Recorded data
——
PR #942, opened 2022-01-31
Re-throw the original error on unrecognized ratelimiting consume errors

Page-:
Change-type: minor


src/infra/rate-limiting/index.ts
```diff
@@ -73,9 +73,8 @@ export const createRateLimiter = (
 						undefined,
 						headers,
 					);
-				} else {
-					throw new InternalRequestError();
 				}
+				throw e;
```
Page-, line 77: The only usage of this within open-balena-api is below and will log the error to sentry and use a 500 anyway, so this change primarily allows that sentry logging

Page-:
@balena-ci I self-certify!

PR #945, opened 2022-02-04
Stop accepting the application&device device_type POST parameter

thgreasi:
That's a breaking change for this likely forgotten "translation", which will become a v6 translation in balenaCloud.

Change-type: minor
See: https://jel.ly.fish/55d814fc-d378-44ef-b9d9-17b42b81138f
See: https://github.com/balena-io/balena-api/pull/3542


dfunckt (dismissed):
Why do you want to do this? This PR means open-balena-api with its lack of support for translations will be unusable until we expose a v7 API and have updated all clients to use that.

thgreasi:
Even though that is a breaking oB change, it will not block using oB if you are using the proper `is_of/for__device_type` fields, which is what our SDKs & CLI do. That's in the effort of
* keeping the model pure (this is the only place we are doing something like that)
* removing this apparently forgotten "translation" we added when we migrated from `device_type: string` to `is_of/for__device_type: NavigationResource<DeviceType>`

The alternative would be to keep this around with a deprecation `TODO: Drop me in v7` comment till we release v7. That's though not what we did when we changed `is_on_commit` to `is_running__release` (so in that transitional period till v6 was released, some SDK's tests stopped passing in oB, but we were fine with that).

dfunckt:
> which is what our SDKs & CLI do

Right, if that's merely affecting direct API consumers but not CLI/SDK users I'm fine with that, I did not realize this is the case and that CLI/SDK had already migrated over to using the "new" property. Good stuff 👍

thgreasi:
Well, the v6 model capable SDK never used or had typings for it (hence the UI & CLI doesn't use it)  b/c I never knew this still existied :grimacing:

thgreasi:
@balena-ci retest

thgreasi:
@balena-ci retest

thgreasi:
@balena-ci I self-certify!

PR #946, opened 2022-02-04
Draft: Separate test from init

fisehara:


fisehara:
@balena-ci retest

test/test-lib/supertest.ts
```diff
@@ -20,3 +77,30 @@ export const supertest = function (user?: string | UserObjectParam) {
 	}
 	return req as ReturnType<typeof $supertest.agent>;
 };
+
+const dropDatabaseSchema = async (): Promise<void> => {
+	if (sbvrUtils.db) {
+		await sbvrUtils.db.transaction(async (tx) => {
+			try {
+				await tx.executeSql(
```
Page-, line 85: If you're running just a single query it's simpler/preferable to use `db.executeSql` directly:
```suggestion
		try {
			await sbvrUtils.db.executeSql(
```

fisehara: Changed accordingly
——
Your objective: Each of the entries must be set down again exactly.

Finished task:
PR #942, opened 2022-01-31
Re-throw the original error on unrecognized ratelimiting consume errors

Page-:
Change-type: minor


src/infra/rate-limiting/index.ts
```diff
@@ -73,9 +73,8 @@ export const createRateLimiter = (
 						undefined,
 						headers,
 					);
-				} else {
-					throw new InternalRequestError();
 				}
+				throw e;
```
Page-, line 77: The only usage of this within open-balena-api is below and will log the error to sentry and use a 500 anyway, so this change primarily allows that sentry logging

Page-:
@balena-ci I self-certify!

PR #945, opened 2022-02-04
Stop accepting the application&device device_type POST parameter

thgreasi:
That's a breaking change for this likely forgotten "translation", which will become a v6 translation in balenaCloud.

Change-type: minor
See: https://jel.ly.fish/55d814fc-d378-44ef-b9d9-17b42b81138f
See: https://github.com/balena-io/balena-api/pull/3542


dfunckt (dismissed):
Why do you want to do this? This PR means open-balena-api with its lack of support for translations will be unusable until we expose a v7 API and have updated all clients to use that.

thgreasi:
Even though that is a breaking oB change, it will not block using oB if you are using the proper `is_of/for__device_type` fields, which is what our SDKs & CLI do. That's in the effort of
* keeping the model pure (this is the only place we are doing something like that)
* removing this apparently forgotten "translation" we added when we migrated from `device_type: string` to `is_of/for__device_type: NavigationResource<DeviceType>`

The alternative would be to keep this around with a deprecation `TODO: Drop me in v7` comment till we release v7. That's though not what we did when we changed `is_on_commit` to `is_running__release` (so in that transitional period till v6 was released, some SDK's tests stopped passing in oB, but we were fine with that).

dfunckt:
> which is what our SDKs & CLI do

Right, if that's merely affecting direct API consumers but not CLI/SDK users I'm fine with that, I did not realize this is the case and that CLI/SDK had already migrated over to using the "new" property. Good stuff 👍

thgreasi:
Well, the v6 model capable SDK never used or had typings for it (hence the UI & CLI doesn't use it)  b/c I never knew this still existied :grimacing:

thgreasi:
@balena-ci retest

thgreasi:
@balena-ci retest

thgreasi:
@balena-ci I self-certify!

PR #946, opened 2022-02-04
Draft: Separate test from init

fisehara:


fisehara:
@balena-ci retest

test/test-lib/supertest.ts
```diff
@@ -20,3 +77,30 @@ export const supertest = function (user?: string | UserObjectParam) {
 	}
 	return req as ReturnType<typeof $supertest.agent>;
 };
+
+const dropDatabaseSchema = async (): Promise<void> => {
+	if (sbvrUtils.db) {
+		await sbvrUtils.db.transaction(async (tx) => {
+			try {
+				await tx.executeSql(
```
Page-, line 85: If you're running just a single query it's simpler/preferable to use `db.executeSql` directly:
```suggestion
		try {
			await sbvrUtils.db.executeSql(
```

fisehara: Changed accordingly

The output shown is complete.